Magda Cotrofe de noiva. Isadora Ribeiro saindo da água do Fantástico. Tássia Camargo de Elisa de Tiêta. Cláudia Ohana e a Floresta Amazônica. Lucinha Lins, Andréa Veiga, Vera Fischer, Marina Lima, Sônia Braga… Ahh!!!

Pra comprar tanta revista, eu engraxava sapatos na Antônio Maia e comprava na Banca do Mudo as preferidas, inclusive do Tex, de leitura prazerosa.

Depois fui deixando pra lá. Nem nas paredes nem no oitão da casa nem nas portas da estante. E nas andanças pela zona rural, em muitas ocasiões, dei com a foto de algum artista, do Michael Jackson ou do pôster do Flamengo estampado na sala de receber visitas.

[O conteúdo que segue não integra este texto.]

PR #797, opened 2023-07-04
fix: remove match/tags from push command

### LINKED ISSUE #780: Make tags behave consistently
There has been some confusion over the current implementation of tags because it differs from what is expected (for example as raised in https://github.com/elastic/synthetics/issues/775).

Synthetics needs to be updated to consolidate how `tags` (and `match` in the CLI) work, as follows:
- Remove `--tags` and `--match` from `push`
  - If either `--tags` or `--match` is used with `push`, fail the `push` with an error and print a message
    | push cannot be used with either '--tags' or '--match', see [link to forum post] for more on why we removed this broken behavior.
  - Add a deprecation notice to the release note including this change
  - Update the `push --help` text that currently suggests it will filter on `push`
  - Note that `--tags` and `--match` are still valid options for _running_ monitors (but not with `push`)
  - Update the [docs page](https://www.elastic.co/guide/en/observability/current/synthetics-command-reference.html) that `--tags` and `--match` are only relevant when running monitor (not pushing them)
- Tags defined for an **individual monitor**
  - Tags can continue to be defined for an individual monitor via:
    - `monitor.use.tags` of `journey({name:'My Monitor', tags:['foo']}, …`
      - Note that the `journey()` version is not documented or intended for general use (will maybe documented in the future if there's a need)
- Add `monitor.use.tags` support to the `synthetics.config.ts`
  - Precedence order is that this global setting is overridden by any monitor specific setting for `tags`
    - Either `monitor.use.tags` or `journey…` type of definition
  -  i.e. the behaviour is consistent with `locations`
- Tags defined against a monitor in any way are then reflected in the Synthetics UI monitor tags
- Add a sticky forum post for a month or so describing the change

### LINKED ISSUE #787: Consolidate the Private Locations configuration for lightweight project monitors
When configuring a private location setting for a lightweight project monitor, it currently uses a `private_locations: []` configuration, which is different to how they are configured for browser monitors (`privateLocations: []`).  This is different, confusing and not documented.

ACs:
* Include an alias configuration to allow the private location to be configured for lightweight project monitors, using `privateLocations: []`
  * To ensure it’s not a breaking change, keep support for `private_locations: []`
* Update the [documentation](https://www.elastic.co/guide/en/observability/current/synthetics-lightweight.html#synthetics-lightweight-projects) to include how to configure the private location via `privateLocations: []`

vigneshshanmugam:
+ fix #780
+ fix #787 
+ PR removes the ability to add `--tags`and `--match` to the push command and aborts the command if the command is run with any of the CLI flags.
+ Adds the ability to configure tags for the project based browser and lightweight monitors. Will be overridden by the individual monitor.tags or journey.tags if present on the monitors themselves. 
+ `private_locations` and `privateLocations` are supported in the lightweight monitor config. 
+ `alert.status, alert.tls` was not captured from global config file for browser monitors. Fixed that as well. 

### Testing
- Build the project `npm run build`
- Run the Push command 
```sh
SYNTHETICS_API_KEY=<key> node dist/cli.js push --tags "foo*"
// aborts and logs the error
```
- Test with configuring `monitor.tags` in the synthetics.config file and check if its applied on all monitors in the UI.

### DIFF
--- a/src/options.ts
+++ b/src/options.ts
@@ -127,6 +127,11 @@ export function normalizeOptions(
        */
       const monitor = config.monitor;
       for (const key of Object.keys(monitor || {})) {
+        // TODO: screenshots require special handling as the flags are different
+        if (key === 'screenshot') {
+          options.screenshots = options.screenshots ?? monitor[key];
+          continue;
+        }
         options[key] = options[key] ?? monitor[key];
       }
       break;
--- a/src/options.ts
+++ b/src/options.ts
@@ -136,7 +136,9 @@ export function normalizeOptions(
 
 export function validatePushOptions(opts: PushOptions & { match?: string }) {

Minto. Emoldurado, cercado em tábuas de cor berrantes e paparicado por flores de plásticos e bostinhas de mosca.

Mas foram desaparecendo com o fim das grandes novelas. Com a derrocada do rubro-negro carioca nas décadas passadas e do futebol da Seleção, que miou também. Agora, que o Mengão está por cima, quase não se vê mais pôster, porque o mundo digital tratou de ressignificar essa paixão pelo impresso.

Restou só Papa Francisco. O líder máximo da Igreja Católica nunca deixou de fazer sucesso numa parede azul ou verde de qualquer sala simples da zona rural. Muito mais cortejado do que o quadro do Sagrado Coração de Jesus (loiro e de olhos azuis) e a lembrança da Virgem Santíssima.

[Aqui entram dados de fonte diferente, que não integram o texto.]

Issue #802, opened 2023-07-12
Synthetics `push` command doesn't detect changes in imported files


awahab07:
**Agent Version:**  1.3.0

### Summary
When using the `push` command, Synthetics CLI doesn't react to code changes in the imported files, e.g.

```typescript
import { journey, step, monitor, expect } from '@elastic/synthetics';
import { prepare } from '../helpers/helpers';

journey('Journey Name', ({ page, params }) => {
  step('Step 01', async () => {
    await prepare(page);
  });

  ...
});
```

for the above journey, any changes in the `prepare` will not mark the monitor as edited and `push` will not push the updated monitor to Kibana, unless the journey file itself is modified.

#### Steps to reproduce
1. Create an example journey in a Synthetics CLI project.
2. In one of the steps, make a valid operation inside a helper method imported from an outer file e.g. `../helpers/helpers'`.
3. Push the monitor via
    ```
    SYNTHETICS_API_KEY=<API-KEY> npm run push
    ```
4. Make a change in the imported helper method and push again.
5. You'll notice that the changes in the helper method won't be pushed as the modification is not detected by the CLI. If there were no other modifications, CLI will show:
    ```
     > Monitor Diff: Added(0) Updated(0) Removed(0) Unchanged(1)
    ```
    
#### Expected behavior
Any change in any imported file should mark that journey file as modified, even if the journey file isn't changed. Or if possible, mark only those journeys as modified which are consumers of imported components that have been modified.

justinkambic:
Post-FF Testing LGTM

Added an import from an external file to my example project monitor file:

<img width="533" alt="image" src="https://github.com/elastic/synthetics/assets/18429259/b3ea3947-16ca-4d3e-b26c-e9da57670fbf">

<img width="840" alt="image" src="https://github.com/elastic/synthetics/assets/18429259/72d9200a-ce45-4fd0-aaac-fae194dd9989">

PR #804, opened 2023-07-18
fix: update hash logic to account for bundling

shahzad31:
fixes https://github.com/elastic/synthetics/issues/802

update hash logic to account for bundling.

Earlier it was doing difference based on hash calculated before bundling,  in updated logic diff will be done after hash calculated based on content of bundle.

### DIFF
--- a/.gitignore
+++ b/.gitignore
@@ -121,3 +121,5 @@ __tests__/e2e/junit.xml
 seccomp/build
 
 test-projects/
+
+.DS_Store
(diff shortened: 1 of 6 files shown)


vigneshshanmugam (commented):
There is a risk with this approach, Making the hash based on the bundle would be problematic in few scenarios
- If any of the journey changes in a single file, then all journeys are affected
- Bundling code gets affected with esbuild library changes. 

In any case, we need to fix this issue as its not the right behaviour, but lets think through other approaches and decide.

vigneshshanmugam (approved):
LGTM

We will proceed with this approach for now to fix the bug and work on a efficient way to bundle the journeys with the approach discussed here -https://github.com/elastic/synthetics/pull/809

Encontrei também, em algumas casas de gente que gosta de servir um cafezinho e, se fosse a hora do almoço, fazer você comer, a fotografia de Lula. Rindo e mostrando os nove dedos.

Lula não é santo, foi preso porque se deslumbrou com os ricos e levou uma rasteira merecida. Mas não é mentira, ele mudou pra melhor a vida de um bocado de miseráveis.

Favoreceu um bando de empreiteiros e também fez a alegria de um magote de batedor de panela que vivia a comprar coisas em Miami.

Bolsonaro entraria (ou vai entrar) na sala desse povo?

Pregado na parede, ladeado de santos? Perto do retrato pintado do avô e da vó?

Dilma e Temer não entraram.. Vamos esperar para ver se Bolsonaro entrará.

Em minha casa não tem mais os calendários do Armazém Paraíba ou de político, que fazia questão de enviar para o endereço de papai no final de ano. Hoje em dia, a gente acompanha as datas futuras no celular ou no computador. Com um clique, dá pra saber, rapidinho, os dias vindouros e passar o mouse sobre meses e anos, sem precisar virar a página.

Mas essa viagem virtual e fria pelo calendário da tela não tem a magia do calendário de papel, com fotos ou desenhos mágicos.

É no computador, também, que guardo as fotos que fui fazendo nos últimos vinte anos. Algumas perdi porque os Hds pararam de funcionar. Outras, subi na nuvem na tentativa de guardar para a posteridade. Tenho 4 teras guardadas no Google Drive, mas preferia os álbuns com folhas de plásticos do passado.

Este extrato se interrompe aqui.